TEMPO.CO, Jakarta - Kalangan pengusaha keramik yakin penurunan harga gas berpotensi menggenjot utilitas pabrikan ke level 90-95 persen. Asosiasi Aneka Keramik atau Asaki bahkan meramalkan sebagian pabrikan yang kini sudah menghentikan proses produksi akan kembali berfungsi.
Ketua Umum Asaki Edy Suyanto mengatakan saat ini telah ada sembilan pabrikan atau industri keramik yang menghentikan proses produksi. Sebagian pabrik ini telah menjual peralatan produksi, tetapi masih mempertahankan bangunan pabrik.
"(Sementara itu) sebagian bisa berproduksi kembali karena mesin produksi dan sarana produksi lain masih terpasang," ujar Edy, Jumat, 28 Februari 2020. "(Sembilan pabrikan tersebut) sangat mungkin beroperasi kembali, tapi membutuhkan waktu lebih lama untuk recovery."

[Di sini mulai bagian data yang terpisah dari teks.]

Issue #3095, opened 2025-02-10
Creating lazy prefix for pypi source dependencies may deadlock


nichmor:
With the introduction of this PR
https://github.com/prefix-dev/pixi/pull/3029

we accidentally introduced a potential deadlock situation.

Previously, we created a prefix before performing the PyPI solve, but now its creation is deferred until the solve process.

This can lead to the following situation:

Edy menjelaskan, berhentinya produksi sembilan pabrikan tersebut membuat kapasitas terpasang pabrikan keramik nasional turun sekitar 6,89-8,62 persen. Dengan turunnya harga gas, Edy menghitung volume produksi tetap akan naik ke level 80-82 persen atau memproduksi sekitar 400 juta-410 juta meter persegi (sqm).

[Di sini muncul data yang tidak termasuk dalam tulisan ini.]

PR #3102, opened 2025-02-10
fix: changing cmake doesn't trigger rebuild

### LINKED ISSUE #2818: Changing cmake does not trigger rebuild
For example when using the `cmake` backend, you would expect that if you change the cmake dependency in the `pixi.toml`, your package would be rebuilt. Currently, this is not the case.

Hofer-Julian:
Fixes #2818

Still have to figure out if the change to `conda_get_metadata` makes sense

### DIFF
--- a/src/build/mod.rs
+++ b/src/build/mod.rs
@@ -373,7 +373,11 @@ impl BuildContext {
                     .is_immutable()
                     .not()
                     .then_some(SourceInfo {
-                        globs: build_result.input_globs,
+                        globs: protocol
+                            .manifests()
+                            .into_iter()
+                            .chain(build_result.input_globs)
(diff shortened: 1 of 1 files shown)


ruben-arts:
Would love to see a test to understand properly what is fixes and so we don't break it afterwards

tdejager (approved):
LGTM! @Hofer-Julian maybe you can discuss the test with @ruben-arts , which I'm unsure of is easy to do without it being pretty slow. You could discuss the tradeoffs.

Hofer-Julian:
Let's get this in for now, will add a test as soon as https://github.com/prefix-dev/pixi/issues/3119 is in

Issue #3106, opened 2025-02-11
pixi run --dry-run


noamgot:
### Problem description

This is a follow up to https://github.com/prefix-dev/pixi/issues/381
I already implemented it (I will open a PR soon), but I'm creating a dedicated feature request issue, in case additional discussion is needed.

### Motivation
Sometimes we want to see what commands will be executed when running a specific task, without running it.
To this day, pixi does not provide such functionality

### Solution
Add a `--dry-run` flag to `pixi run`:
```
pixi run --dry-run task
```
When added, the commands would be printed as always, without running. An example from the pixi repo:

```
❯ pixi run -n test                                                    
🌵 Dry-run mode enabled - no tasks will be executed.

✨ Pixi task (test-fast in default): cargo nextest run --workspace --all-targets

✨ Pixi task (build-debug in default): cargo build

✨ Pixi task (test-integration-fast in default): pytest --pixi-build=debug --numprocesses=auto --durations=0 --timeout=100 -m 'not slow and not extra_slow' tests/integration_python
```

PR #3107, opened 2025-02-11
feat: Added dry-run flag to pixi run + docs + test

noamgot:
Solves https://github.com/prefix-dev/pixi/issues/3106

**Full disclosure:** I'm not a rust programmer, but I have some experience in other languages. I stuck with the existing code for my implementation. Feel free to comment/fix/change as needed.

### Notes
* I chose the flag to be `--dry-run` with the short flag `-n`, to keep in line with a similar flag that exists for the `upgrade` and `update` commands
* for the code itself - I print the dry-run log first, and then allow to each task (and dependent tasks) to print its commands, as done by default - after that part I just continued with the for loop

Angka tersebut melonjak dari proyeksi sebelumnya yakni sebanyak 375 juta sqm dengan utilitas dilevel 70 persen. Adapun, Edy mencatat volume produksi seluruh pabrikan tahun lalu hanya mencapai sekitar 350 juta sqm.

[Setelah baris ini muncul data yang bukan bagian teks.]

PR #3108, opened 2025-02-11
chore: version to 0.42.2

ruben-arts:


Hofer-Julian (approved):
Looks good!

Does that mean the release-script is fully functional again?

PR #3111, opened 2025-02-11
fix: fixing passing a file as `--manifest-path`

tdejager:
There was a failure when running the list command with a `--manifest-path pixi.toml` instead of using `./pixi.toml`. What happened is that the discovery found `pyproject.toml` but when creating the workspace path it tried to use the parent of a file which was basically empty, and making the `workspace.root` be an empty path.

Resulting in failures if this was being passed around. As can be seen:

- `× base path is not absolute:` https://github.com/prefix-dev/setup-pixi/actions/runs/13088235283/job/37021990108
- `× lock-file not up-to-date with the project`: https://github.com/Hofer-Julian/Ribasim/actions/runs/13266269616/job/37034421343#step:6:18

This should resolve that.

### DIFF
--- a/src/workspace/mod.rs
+++ b/src/workspace/mod.rs
@@ -174,19 +174,18 @@ impl Workspace {
     /// Constructs a new instance from an internal manifest representation
     pub(crate) fn from_manifests(manifest: Manifests) -> Self {
         let env_vars = Workspace::init_env_vars(&manifest.workspace.value.environments);
-
-        let root = manifest
-            .workspace
-            .provenance
-            .path
+        // Canonicalize the root path
+        let root = &manifest.workspace.provenance.path;
+        let root = dunce::canonicalize(root).unwrap_or(root.to_path_buf());
+        // Take the parent after conicalizing to ensure this works even when the manifest
+        let root = root
             .parent()
             .expect("manifest path should always have a parent")
             .to_owned();
 
         let config = Config::load(&root);
-
         Self {
-            root: dunce::canonicalize(&root).unwrap_or(root),
+            root,
             client: Default::default(),
             workspace: manifest.workspace,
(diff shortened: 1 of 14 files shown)


tdejager:
[bug.tar.gz](https://github.com/user-attachments/files/18752746/bug.tar.gz)

We can make this into a test.

ruben-arts:
If fixed parts of the manifest tests, but now it is still showing an actual issue we created by changing the code. So If you test the `test_workspace_discoverer` or `test_explicit_workspace_discoverer` you will find 3 examples that we broke with this change. I'm unsure what is correct yet.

Tak hanya itu, Edy menyebutkan penurunan harga gas pada akhir kuartal I tahun 2020 dapat membuat perfoma produksi industri keramik sama seperti pada 2012-2013 dengan utilitas pabrikan di level 90-95 persen. Pemerintah diyakini akan menepati janjinya dengan menurunkan harga gas ke level US$ 6 per MMBtu.
Selama ini penurunan harga gas memiliki urgensi tinggi lantaran pasar domestik saat ini dibanjiri keramik impor. Penurunan harga gas juga dapat mendongkrak daya saing keramik lokal di pasar nasional dan meredam dampak banjir keramik impor.
Di tahun pertama pengenaan tambahan bea masuk, kata Edy, hanya mampu menekan volume impor keramik sebesar 9 persen secara tahunan. Ia khawatir dengan angka tersebut lantaran tambahan bea masuk akan turun ke level 19 persen pada awal kuartal IV Tahun 2020.
Selain besaran bea tambahan yang rendah, Edy menyatakan produsen keramik dari lainnya mengisi kekosongan pangsa keramik Cina di dalam negeri. Volume keramik dari India naik lebih dari 12 kali lipat menjadi 16 juta meter persegi (sqm).
Selain itu, keramik dari Vietnam di dalam negeri naik 25 persen. Walhasil, neraca perdagangan keramik jauh berada di zona merah. Nilai impor keramik pada tahun lalu mencapai US$ 272 juta, sedangkan performa ekspor keramik hanya US$ 52 juta.